*Information shown*:
PR #10447, opened 2024-10-10
fix(uart): Add missing HP UARTs for ESP32-P4

lucasssvaz:
## Description of Change

Add missing HP UART 3 and 4 for ESP32-P4


SuGlider (approved):
LGTM.

PR #10470, opened 2024-10-16
fix(esp-rainmaker): Bump esp-rainmaker version

Asc91:
## Description of Change
Update esp-rainmaker version to 1.5.0 as asked in #10456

*What to do*: Go line by line through the data above and report each one that holds the string "opened".

*Solved exercise*:
PR #10447, opened 2024-10-10
PR #10470, opened 2024-10-16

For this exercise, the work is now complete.